Indeed, allow_playback_repeats=True solves the issue. I guess we could just modify the error message to say that there is a matching request, but it has already been used and that this option should be provided to allow reusing it.

jriggins commented 2 years ago

👋🏾 I'm coming back to Pythonland after being out for a number of years and still trying to get my bearings. I also came across this with code very similar to the original poster's. I found this to actually work for me after modifying the response string. I have not looked into this enough to be able to tell you why though 😅 .

response['body']['string'] = bytes(json.dumps(json_body), 'utf8')
salomvary commented 1 year ago

Hey folks!

Found this issue after having spent half an hour trying to figure out the mysterious case with "no matchers failed". Turns out that indeed there was an unwanted repeat-request in my code.

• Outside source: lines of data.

PR #1775, opened 2019-09-24
Checkout These Talons!

sirugh:
## Description

Talon-ized the checkout components. I did not add much documentation because IMO we should refactor checkout to use context. At that time the props being passed around will be greatly reduced in number making docs _not_ a pain in the rear to write.

Components not being "talonized". I didn't do these for reasons. Most of them are just display logic but I wasn't sure about `BraintreeDropin`.

```
  Form
  Label
  Section
  BraintreeDropin (crazy?) I think this is something very custom/confusing -- people will probably roll their own or just use ours wholesale w/ no customization
  *Summary (too simple?) These don't have much functionality beyond display
```
### Verification Stakeholders
@jimbo 

### Verification Steps
Regression test checkout. Authed and unauthed.

## Checklist


packages/peregrine/lib/talons/Checkout/useFlow.js
```diff
@@ -0,0 +1,98 @@
...
+        shippingTitle,
+        submitPaymentMethodAndBillingAddress,
+        submitShippingAddress,
+        submitShippingMethod,
+        handleBeginCheckout,
+        handleCancelCheckout,
+        handleCloseReceipt,
+        handleSubmitOrder,
+        step
+    };
```
jimbo: It looks to me like we're destructuring `checkoutState`, then including both `checkoutState` *and* its properties in the return value. I don't think that's necessary; `checkoutState` alone is probably enough, don't you think?

packages/peregrine/lib/talons/Checkout/useFlow.js
```diff
@@ -0,0 +1,98 @@
...
+        setStep('cart');
+    }, [setStep]);
+
+    return {
+        availableShippingMethods,
+        billingAddress,
+        cartState,
+        checkoutDisabled: isSubmitting || cartState.isEmpty,
+        checkoutState,
+        isReady: isCheckoutReady(checkoutState),
```
jimbo: Perfect. 👍

packages/peregrine/lib/talons/Checkout/useAddressForm.js
```diff
@@ -0,0 +1,37 @@
...
+    );
+
+    return {
+        countries,
+        error,
+        handleCancel: onCancel,
+        handleSubmit: onSubmit,
+        initialValues: values,
+        isSubmitting
+    };
```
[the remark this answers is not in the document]
sirugh: Right, good question. My gut says I should rewrite this as `isDisabled` like I did in the other form talons. This is one I missed.

Basically my process has been to pass everything back but in a "standard" way so that it's a little uniform among the talons. They all return an `isDisabled`, a `handleSubmit`, and a `handleCancel`. They probably should all take an `onSubmitError`, too. I didn't want to get too caught up in *new* API though, I would rather make this a copy-paste of most functionality and we can rework the API afterwards. Ideally we wouldn't release the unfinished API but deadlines...

packages/peregrine/lib/talons/Checkout/useFlow.js
sirugh: Good catch -- I think I can clean this up.

packages/peregrine/lib/talons/Checkout/useAddressForm.js
```diff
@@ -0,0 +1,37 @@
...
+/**
+ * Returns values used to render an AddressForm component.
+ * @param {Object} props
+ * @param {Object} props.fields an array of fields to reduce over for initial values
+ * @param {Object} props... TODO complete these
+ */
+export const useAddressForm = props => {
+    const {
+        onCancel,
+        countries,
```
sirugh: @jimbo `countries` would normally come from context so I wanted to make sure to export it from the talon even though nothing happens to the incoming prop here. Thoughts?

packages/peregrine/lib/talons/Checkout/useAddressForm.js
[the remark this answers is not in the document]
sirugh: I cleaned these up. Resolving this convo but we can talk more about whether the new approach is correct when you are online.

packages/peregrine/lib/talons/Checkout/usePaymentsFormItems.js
```diff
@@ -0,0 +1,88 @@
+import { useCallback, useEffect, useRef, useState } from 'react';
+// TODO install informed?
```
sirugh: @jimbo I want your thoughts on this talon.

jimbo: Yes, please add `informed` as a peer dep to `peregrine`. We're going to need its hooks.

sirugh: Done.

packages/venia-ui/lib/components/Checkout/addressForm.js
```diff
@@ -130,7 +125,7 @@ const AddressForm = props => {
                 </div>
             </div>
             <div className={classes.footer}>
-                <Button onClick={cancel}>Cancel</Button>
+                <Button onClick={onCancel}>Cancel</Button>
```
sirugh: @jimbo see how I'm passing the function directly here? Based on our other conversation I should change these to be wrapped/returned by the talon.

packages/peregrine/package.json
```diff
@@ -30,6 +30,7 @@
   },
   "peerDependencies": {
     "@babel/runtime": "~7.4.2",
+    "informed": "~2.1.13",
```
sirugh: This seems to have updated the yarn lock. 🤷‍♂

Having a more helpful failure message would have saved me a bit of head-scratching. Would it make sense to change the message that prints out the fact that the request was repeated and even suggests turning on allow_playback_repeats?

dazza-codes commented 1 year ago

For pytest-vcr users, a conftest.py can contain some setup fixtures

The new_episodes record-mode solved this issue for me.

For example:

@pytest.fixture(scope="module")
def vcr_config():
    # For any live API requests, do not record the API-token
    # See https://vcrpy.readthedocs.io/en/latest/advanced.html
    return {
        "record_mode": "new_episodes",
        "filter_query_parameters": [("key", "APIKeyXXX")],
        "filter_headers": [("x-api-key", "X-API-KEY-XXX")]
    }

@pytest.fixture(scope='module')
def vcr(vcr):
    vcr.register_matcher('my_matcher', my_matcher)
    vcr.match_on = ['my_matcher']  # This can also go into vcr_config or marker kwargs
    return vcr
klarich commented 1 year ago

I am having the same issue and it seems to be intermittent. I have also tried setting allow_playback_repeats to true, which does not work for me, and setting RecordMode to NEW_EPISODES (which results in the test attempting to make the API call again, rather than using the cassette).

My workaround is to mock the API call that needs to be called twice in the test and was creating the issue.

prettyirrelevant commented 1 year ago

+1, I am having this issue as well, but I am using the pytest-vcr, I can't pass allow_playback_repeats through to vcrpy. Will watch this thread.

Might not be helpful to you anymore but using pytest-vcr, you can pass allow_playback_repeats like this

@pytest.mark.vcr(allow_playback_repeats=True)
def test_func() -> None:
    ...
paolorechia commented 7 months ago

For pytest-vcr users, a conftest.py can contain some setup fixtures

* https://pytest-vcr.readthedocs.io/en/latest/configuration/

The new_episodes record-mode solved this issue for me.

For example:

@pytest.fixture(scope="module")
def vcr_config():
    # For any live API requests, do not record the API-token
    # See https://vcrpy.readthedocs.io/en/latest/advanced.html
    return {
        "record_mode": "new_episodes",
        "filter_query_parameters": [("key", "APIKeyXXX")],
        "filter_headers": [("x-api-key", "X-API-KEY-XXX")]
    }

@pytest.fixture(scope='module')
def vcr(vcr):
    vcr.register_matcher('my_matcher', my_matcher)
    vcr.match_on = ['my_matcher']  # This can also go into vcr_config or marker kwargs
    return vcr

Thanks for sharing, this worked for me. EDIT: I spoke too soon. This causes the API to be fired again, as noted by @klarich. The suggestion from @prettyirrelevant sadly made no difference for me.